Task material:
= = = =

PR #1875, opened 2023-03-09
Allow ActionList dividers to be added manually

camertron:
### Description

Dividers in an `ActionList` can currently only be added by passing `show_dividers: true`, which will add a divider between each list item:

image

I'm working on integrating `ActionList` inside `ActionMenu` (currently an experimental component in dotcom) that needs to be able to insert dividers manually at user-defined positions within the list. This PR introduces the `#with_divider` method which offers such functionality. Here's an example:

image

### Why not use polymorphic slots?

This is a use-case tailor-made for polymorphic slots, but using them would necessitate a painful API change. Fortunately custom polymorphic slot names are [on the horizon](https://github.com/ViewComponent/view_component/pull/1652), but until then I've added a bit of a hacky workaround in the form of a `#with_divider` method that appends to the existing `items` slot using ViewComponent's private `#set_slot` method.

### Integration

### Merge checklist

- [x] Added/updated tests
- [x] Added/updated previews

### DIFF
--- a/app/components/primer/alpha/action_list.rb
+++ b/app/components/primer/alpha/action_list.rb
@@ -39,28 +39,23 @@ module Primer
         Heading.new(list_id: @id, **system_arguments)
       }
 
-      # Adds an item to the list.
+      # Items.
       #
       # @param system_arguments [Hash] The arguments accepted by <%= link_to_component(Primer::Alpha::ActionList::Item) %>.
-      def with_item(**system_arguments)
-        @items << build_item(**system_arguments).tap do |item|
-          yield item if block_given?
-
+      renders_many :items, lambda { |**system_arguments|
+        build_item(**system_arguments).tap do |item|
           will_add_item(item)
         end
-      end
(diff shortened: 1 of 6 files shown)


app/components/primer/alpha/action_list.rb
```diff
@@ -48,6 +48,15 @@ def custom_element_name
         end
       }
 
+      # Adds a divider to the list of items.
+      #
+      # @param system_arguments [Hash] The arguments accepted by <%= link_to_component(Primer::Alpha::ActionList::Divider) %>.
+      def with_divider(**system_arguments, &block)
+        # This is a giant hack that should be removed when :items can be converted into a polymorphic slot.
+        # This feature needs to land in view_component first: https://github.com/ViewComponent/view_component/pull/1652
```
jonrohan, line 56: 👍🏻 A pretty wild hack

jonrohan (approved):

= = = =

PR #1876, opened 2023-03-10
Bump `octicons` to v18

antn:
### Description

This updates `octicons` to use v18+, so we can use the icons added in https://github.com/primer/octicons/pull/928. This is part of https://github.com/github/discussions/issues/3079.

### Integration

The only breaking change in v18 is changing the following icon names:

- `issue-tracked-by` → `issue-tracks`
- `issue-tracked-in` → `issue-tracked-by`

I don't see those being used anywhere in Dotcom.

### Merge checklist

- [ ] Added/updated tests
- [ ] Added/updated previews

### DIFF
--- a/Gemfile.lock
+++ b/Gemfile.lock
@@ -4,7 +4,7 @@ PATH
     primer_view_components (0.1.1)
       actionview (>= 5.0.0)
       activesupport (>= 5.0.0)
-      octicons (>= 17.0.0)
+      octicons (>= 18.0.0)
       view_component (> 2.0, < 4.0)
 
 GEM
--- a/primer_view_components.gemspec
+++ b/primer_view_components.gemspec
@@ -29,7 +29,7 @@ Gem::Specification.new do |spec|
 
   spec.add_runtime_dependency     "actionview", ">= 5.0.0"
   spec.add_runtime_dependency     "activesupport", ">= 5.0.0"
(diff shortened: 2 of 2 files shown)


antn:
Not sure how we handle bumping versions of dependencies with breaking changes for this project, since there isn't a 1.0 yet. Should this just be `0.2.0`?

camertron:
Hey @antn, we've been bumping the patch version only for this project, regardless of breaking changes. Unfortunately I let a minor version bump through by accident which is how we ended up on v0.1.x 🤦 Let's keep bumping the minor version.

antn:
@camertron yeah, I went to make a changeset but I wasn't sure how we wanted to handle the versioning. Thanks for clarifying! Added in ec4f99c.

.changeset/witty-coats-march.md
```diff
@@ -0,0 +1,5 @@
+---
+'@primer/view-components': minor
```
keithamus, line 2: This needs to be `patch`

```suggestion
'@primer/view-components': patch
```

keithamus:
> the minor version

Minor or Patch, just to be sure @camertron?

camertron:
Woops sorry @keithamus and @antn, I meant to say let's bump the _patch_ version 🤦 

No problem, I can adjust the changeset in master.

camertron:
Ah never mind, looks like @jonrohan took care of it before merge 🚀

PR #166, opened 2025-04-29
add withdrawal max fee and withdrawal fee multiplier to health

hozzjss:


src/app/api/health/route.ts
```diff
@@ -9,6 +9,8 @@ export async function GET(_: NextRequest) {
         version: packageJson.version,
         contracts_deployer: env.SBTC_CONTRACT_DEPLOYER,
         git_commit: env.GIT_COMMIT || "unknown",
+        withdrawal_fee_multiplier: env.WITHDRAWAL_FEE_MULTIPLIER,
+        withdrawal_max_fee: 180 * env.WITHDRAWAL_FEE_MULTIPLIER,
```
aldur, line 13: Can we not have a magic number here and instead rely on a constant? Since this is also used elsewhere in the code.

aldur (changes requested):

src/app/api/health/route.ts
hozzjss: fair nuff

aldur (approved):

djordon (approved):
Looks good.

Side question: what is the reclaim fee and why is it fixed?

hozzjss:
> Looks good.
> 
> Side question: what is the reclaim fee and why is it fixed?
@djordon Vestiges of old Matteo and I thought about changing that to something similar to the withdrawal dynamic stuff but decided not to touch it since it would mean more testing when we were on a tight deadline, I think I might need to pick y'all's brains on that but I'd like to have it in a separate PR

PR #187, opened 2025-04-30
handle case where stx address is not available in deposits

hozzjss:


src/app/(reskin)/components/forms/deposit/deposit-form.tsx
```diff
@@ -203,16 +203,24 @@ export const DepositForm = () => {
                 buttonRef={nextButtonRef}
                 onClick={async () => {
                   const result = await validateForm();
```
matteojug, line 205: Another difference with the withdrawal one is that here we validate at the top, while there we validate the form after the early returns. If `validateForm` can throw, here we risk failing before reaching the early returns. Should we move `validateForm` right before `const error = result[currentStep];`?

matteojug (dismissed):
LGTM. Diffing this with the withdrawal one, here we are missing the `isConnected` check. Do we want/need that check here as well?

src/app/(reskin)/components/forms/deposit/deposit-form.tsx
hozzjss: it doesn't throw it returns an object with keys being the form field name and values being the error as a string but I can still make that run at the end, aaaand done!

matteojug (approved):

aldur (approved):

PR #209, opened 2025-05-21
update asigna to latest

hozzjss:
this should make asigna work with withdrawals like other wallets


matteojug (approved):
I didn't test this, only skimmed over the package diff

= = = =

Exercise instructions:
From the entries above, extract every line where the word "export" appears.

Answer to this task:
@@ -9,6 +9,8 @@ export async function GET(_: NextRequest) {
@@ -203,16 +203,24 @@ export const DepositForm = () => {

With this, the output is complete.